= Power outages in Malaysia =

Several major power outages have occurred in the country of Malaysia.

== 1992 blackout ==

On 29 September 1992, Malaysia suffered a long and total power blackout caused by lightning striking a transmission facility and causing a rolling failure in the transmission and distribution system.

==1996 blackout==
See: 1996 Peninsular Malaysia power outage

A widespread power outage in Peninsular Malaysia began at 17:17 on 3 August 1996. The states of Peninsular Malaysia – including Kuala Lumpur, Selangor, Putrajaya, Johor, Melaka, and Negeri Sembilan – lost power for several hours.

A transmission line near Sultan Ismail Power Station in Paka, Terengganu tripped at 5:17pm causing all power stations in Peninsular Malaysia to collapse resulting in a massive power failure.

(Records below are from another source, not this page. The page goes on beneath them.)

PR #1718, opened 2023-11-23
Add new Timeout type

gjcairo:
## Motivation
We need an encodable/decodable `Timeout` type to represent gRPC timeouts.

## Modification
Added a new `Timeout` type that can be encoded to and from a `String` with [the format specified by gRPC](https://github.com/grpc/grpc/blob/master/doc/PROTOCOL-HTTP2.md#requests).

## Result
We now have a way to represent `Timeout`s.


Sources/GRPCCore/Timeout.swift
```diff
@@ -0,0 +1,154 @@
...
+  /// The wire encoding of this timeout as described in the gRPC protocol.
+  /// See: https://github.com/grpc/grpc/blob/master/doc/PROTOCOL-HTTP2.md.
+  public let wireEncoding: String
+  public let duration: Duration
+
+  public var description: String {
+    return self.wireEncoding
+  }
+
+  public init?(stringLiteral value: String) {
```
gjcairo, line 36: I originally wanted to have this type be `ExpressibleByStringLiteral`, but I cannot have a failing nor throwing `init`, so I just added this `init` without the protocol conformance. If there's something you would do differently or a workaround here, let me know @glbrntt :D

Sources/GRPCCore/Timeout.swift
```diff
@@ -0,0 +1,154 @@
...
+  internal init(amount: Int64, unit: TimeoutUnit) {
+    precondition(0 ... Timeout.maxAmount ~= amount)
+
+    self.duration = Duration(amount: amount, unit: unit)
+    self.wireEncoding = "\(amount)\(unit.rawValue)"
+  }
+
+  /// Create a timeout by rounding up the timeout so that it may be represented in the gRPC
+  /// wire format.
+  internal init(rounding amount: Int64, unit: TimeoutUnit) {
```
gjcairo, line 63: I decided to carry over this `init` because it's present in `GRPCTimeout`, but I'm not sure if we want something like this now - we're not (yet) using it anywhere at least.

Sources/GRPCCore/Timeout.swift
```diff
@@ -0,0 +1,154 @@
...
+  /// See: https://github.com/grpc/grpc/blob/master/doc/PROTOCOL-HTTP2.md.
+  public let wireEncoding: String
+  public let duration: Duration
+
+  public var description: String {
+    return self.wireEncoding
+  }
+
+  public init?(stringLiteral value: String) {
+    guard 2 ... 8 ~= value.count else {
```
dnadoba, line 37: I would recommend using pattern matching instead of calling the pattern matching operator directly
```suggestion
    guard case 2...8 = value.count else {
```

Sources/GRPCCore/Timeout.swift
```diff
@@ -0,0 +1,154 @@
...
+ * limitations under the License.
+ */
+import Dispatch
+
+/// A timeout for a gRPC call.
+///
+/// Timeouts must be positive and at most 8-digits long.
+/// See "Timeout" in https://github.com/grpc/grpc/blob/master/doc/PROTOCOL-HTTP2.md#requests
+@available(macOS 13.0, iOS 16.0, watchOS 9.0, tvOS 16.0, *)
+public struct Timeout: CustomStringConvertible, Equatable {
```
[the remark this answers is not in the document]
glbrntt: Gus and I talked about these changes offline earlier, `Timeout` is fine as it'll be an `internal` type anyway.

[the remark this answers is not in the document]
FranzBusch: Ah if it is internal then the name is fine. Right now it is public 😅

Sources/GRPCCore/Timeout.swift
```diff
@@ -0,0 +1,154 @@
...
+  /// The largest amount of any unit of time which may be represented by a gRPC timeout.
+  internal static let maxAmount: Int64 = 99_999_999
+
+  /// The wire encoding of this timeout as described in the gRPC protocol.
+  /// See: https://github.com/grpc/grpc/blob/master/doc/PROTOCOL-HTTP2.md.
+  public let wireEncoding: String
+  public let duration: Duration
```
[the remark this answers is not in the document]
gjcairo: This type is only an internal representation, as George mentioned in another comment. However we have decided to expose `Duration`s, so this is kept this way, but the API has changed slightly.

Sources/GRPCCore/Timeout.swift
```diff
@@ -0,0 +1,154 @@
...
+/// Timeouts must be positive and at most 8-digits long.
+/// See "Timeout" in https://github.com/grpc/grpc/blob/master/doc/PROTOCOL-HTTP2.md#requests
+@available(macOS 13.0, iOS 16.0, watchOS 9.0, tvOS 16.0, *)
+public struct Timeout: CustomStringConvertible, Equatable {
+  /// The largest amount of any unit of time which may be represented by a gRPC timeout.
+  internal static let maxAmount: Int64 = 99_999_999
+
+  /// The wire encoding of this timeout as described in the gRPC protocol.
+  /// See: https://github.com/grpc/grpc/blob/master/doc/PROTOCOL-HTTP2.md.
+  public let wireEncoding: String
```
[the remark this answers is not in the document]
gjcairo: This is all internal now

Sources/GRPCCore/Timeout.swift
```diff
@@ -0,0 +1,154 @@
...
+  internal static func minutes(_ minutes: Int64) -> Duration {
+    return Self.init(secondsComponent: 60 * minutes, attosecondsComponent: 0)
+  }
+
+  /// Construct a `Duration` given a number of hours represented as an `Int64`.
+  ///
+  ///       let d: Duration = .hours(3)
+  ///
+  /// - Returns: A `Duration` representing a given number of hours.
+  internal static func hours(_ hours: Int64) -> Duration {
```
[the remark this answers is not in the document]
gjcairo: Hmm okay, I'm using these methods in tests though, and currently using `@testable import`. Should I mark these as `@_spi(Testing)` instead? Or is there a way I can access file private methods from tests?

Sources/GRPCCore/Timeout.swift
gjcairo: Is this for readability or is there some other benefit to doing this?

glbrntt (changes requested):

Sources/GRPCCore/Timeout.swift
dnadoba: @gjcairo just for readability. 
@glbrntt fine with this as well.

Sources/GRPCCore/Timeout.swift
```diff
@@ -0,0 +1,207 @@
...
+
+  /// The largest amount of any unit of time which may be represented by a gRPC timeout.
+  static let maxAmount: Int64 = 99_999_999
+
+  /// The wire encoding of this timeout as described in the gRPC protocol.
+  /// See "Timeout" in https://github.com/grpc/grpc/blob/master/doc/PROTOCOL-HTTP2.md#requests
+  let wireEncoding: String
+
+  @usableFromInline
+  let duration: Duration
```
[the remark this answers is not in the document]
gjcairo: I considered getting the `duration` to be something that we'll want to do relatively often, so avoiding the extra allocations for each time we get it may have been something we were looking for. I can change it into a computed property though.

Sources/GRPCCore/Timeout.swift
```diff
@@ -0,0 +1,226 @@
...
+  /// the target unit.
+  @usableFromInline
+  init(duration: Duration) {
+    let (seconds, attoseconds) = duration.components
+
+    if seconds == 0 {
+      // There is no seconds component, so only pay attention to the attoseconds.
+      // Try converting to nanoseconds first, and continue rounding up if the
+      // max amount of digits is exceeded.
+      let nanoseconds = Int64(round(Double(attoseconds) / 1e+9))
```
glbrntt, line 102: Hmm, we'll only over round up one nanosecond. Do we care about that?

Sources/GRPCCore/Timeout.swift
```diff
@@ -0,0 +1,226 @@
...
+      // we will have to use minutes or hours.
+      // We can also ignore attoseconds, since we won't have enough precision
+      // anyways to represent the (at most) one second that the attoseconds
+      // component can express.
+      self.init(rounding: seconds, unit: .seconds)
+    } else {
+      // We can't convert seconds to nanoseconds because that would take us
+      // over the 8 digit limit (1 second = 1e+9 nanoseconds).
+      // We can however, try converting to microseconds or milliseconds.
+      let nanoseconds = Int64(Double(attoseconds) / 1e+9)
```
glbrntt, line 115: nit: we round when doing this conversion on L102 but not here. Let's pick one and be consistent.

glbrntt (approved):
One nit, looks good otherwise!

Supply was back to normal by 11pm.

The weekend power outage was the third in the past four years, and the worst since In the wake of that capacity-related stumble, the government moved to allow five independent power producers to enter the electricity-generation business. After this blackout, utility giant Tenaga Nasional's stock fell considerably.

==2003 blackout==
The southern Peninsular Malaysia electricity blackout crisis affected the southern part of Peninsular Malaysia, including Kuala Lumpur, Selangor, Negeri Sembilan, Malacca and Johor due to a power failure. The 5 states (including Kuala Lumpur) had been affected for 5 hours from 10.00 am local time (02:00 UTC) to 3.00 pm (07:00 UTC) on September 4, costing industries $13.8 million

==2005 blackout==
The northern Peninsular Malaysia blackout crisis was a power outage in Malaysia in 2005 where many states of Malaysia's northern peninsular, including Perak, Penang, Kedah, and Perlis had no electricity owing to a fault of the main cable transmission line grid near Serendah, Selangor.

==2013 blackouts==

On June 27, 2013, another severe blackout was reported during peak hour ~5.36pm at Sarawak which is claimed to be originated from Bakun Dam causing a trip for the rest of the generators across the grid resulting of severe traffic congestion in the major cities.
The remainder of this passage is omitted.